Tentative Schedule of Topics¶
Specific reading assignments will be announced in class, on the Canvas site, or via these webpages. Please make sure that you stay current with the assigned work, and check the Canvas site regularly for updates. All chapters (and sections within those chapters) refer to the 2nd edition of the textbook.
- Week 1: Preliminaries; Probability and elementary statistics; Data structures and algorithms basics. Introduction to Data Mining (Chapter 1); Working with Jupyter notebooks.
- Weeks 2, 3 and 4: Detecting Similarity (Chapter 3); Content-based and collaborative filtering (Chapter 9.1 – 9.3). Introduction to the Python ecosystem for scientific and numerical data processing and exploratory data analysis: pandas and matplotlib (or bokeh). Start of project 1.
- Week 5: Streaming algorithms (Chapter 4.1 - 4.5); Probabilistic Sketches (Notes).

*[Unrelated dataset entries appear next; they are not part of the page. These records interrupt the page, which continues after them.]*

PR #116, opened 2019-12-11
Issue #102: Bruteforce timer

### LINKED ISSUE #102: Mitigate timed / repeat brute force attacks on mfa
Assume that the persons password has been compromised, now an attacker is looking at the next layer of defence. We need to protect against both lots of mfa attempts within either a single or multiple sessions.

* [x] Every login flow step should cost some small time say 50ms, and that time should ramp up (double?) on each attempt.
* [x] This should be a user pref and apply across all sessions.
* [x] reset on full login
* [x] do this across the board at the mfa level so all factors get it for free
* [x] in addition have retry limits (or this could also be at the mfa level and handled for free, eg max 5 attempts per factor input step. after the first failure say how many failures you have left

Peterburnett:
Closes #102.

### DIFF
--- a/auth.php
+++ b/auth.php
@@ -48,7 +48,16 @@ $factor = \tool_mfa\plugininfo\factor::get_next_user_factor();
 // If ok, perform form actions for input factor.
 $form = new login_form($currenturl, array('factor' => $factor));
 if ($form->is_submitted()) {
-    $form->is_validated();
+    if (!$form->is_validated() && !$form->is_cancelled()) {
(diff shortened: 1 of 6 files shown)


auth.php
```diff
@@ -69,10 +78,19 @@
     }
 }
 
+// Setup lockout notification.
+if (!empty($SESSION->mfa_fail_counter)) {
```
brendanheywood: can you move this chunk down and merge the two ifs?

PR #120, opened 2019-12-13
Issue #105: Partial MFA rollout

### LINKED ISSUE #105: Support partial MFA rollout
Lets say we rollout MFA only for admins, or only for users for a certain auth type.

In this case it doesn't make sense to show the preferences page to everyone else, as they can set it up but they can't actually ever use it.

Peterburnett:
Also allows for MFA to be optional. Closes #105 and #8

### DIFF
--- a/classes/manager.php
+++ b/classes/manager.php
@@ -490,7 +490,13 @@ class manager {
      * @throws \dml_exception
      */
     public static function is_ready() {
-        global $CFG;
+        global $CFG, $USER;
+
+        // Check if user can interact with MFA.
+        $usercontext = \context_user::instance($USER->id);
+        if (!has_capability('tool/mfa:mfaaccess', $usercontext, $USER)) {
+            return false;
+        }
 
         if (!empty($CFG->upgraderunning)) {
             return false;
@@ -502,7 +508,6 @@ class manager {
         }
 
         $enabledfactors = \tool_mfa\plugininfo\factor::get_enabled_factors();
-
         if (count($enabledfactors) == 0) {
             return false;
         }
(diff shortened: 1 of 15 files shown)


classes/manager.php
```diff
@@ -455,4 +455,56 @@ public static function require_auth($courseorid = null, $autologinguest = null,
             }
         }
     }
+
+    /**
+     * If it is possible for a user to setup a factor that could put them into a pass statek, returns true.
```
brendanheywood: typo statek

classes/manager.php
```diff
@@ -455,4 +455,56 @@ public static function require_auth($courseorid = null, $autologinguest = null,
...
+                if ($factor->has_setup()) {
+                    return true;
+                }
+            }
+            return false;
+        }
+
+        // Filter for which have setup (need to be able to revoke already setup factors).
+        $possiblefactors = array_filter($factors, function($element) {
+            return $element->has_setup() ? true : false;
```
brendanheywood: do you need the ternary?

db/access.php
```diff
@@ -0,0 +1,35 @@
...
+ * Definition of MFA sub-plugins (factors).
+ *
+ * @package     tool_mfa
+ * @author      Peter Burnett <peterburnett@catalyst-au.net>
+ * @copyright   Catalyst IT
+ * @license     http://www.gnu.org/copyleft/gpl.html GNU GPL v3 or later
+ */
+defined('MOODLE_INTERNAL') || die;
+
+$capabilities = array(
```
brendanheywood: If you touch caps, please bump version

- Weeks 6 and 7: Frequent itemsets and association rules (Chapter 6); Introduction to scikit-learn.
- Week 8: Project 1 presentations; Clustering (Chapter 7). Start of project 2.
- Week 9: Clustering contd. (rest of Chapter 7).
- Weeks 10 and 11: A comprehensive review of linear algebra basics; Link Analysis (Chapter 5.1 - 5.3; 5.5); Dimension reduction (Chapter 11)
- Weeks 12 and 13: Classical machine learning including regression, support-vector machines and decision trees (Chapter 12).
- Week 14: Review; Project 2 presentations.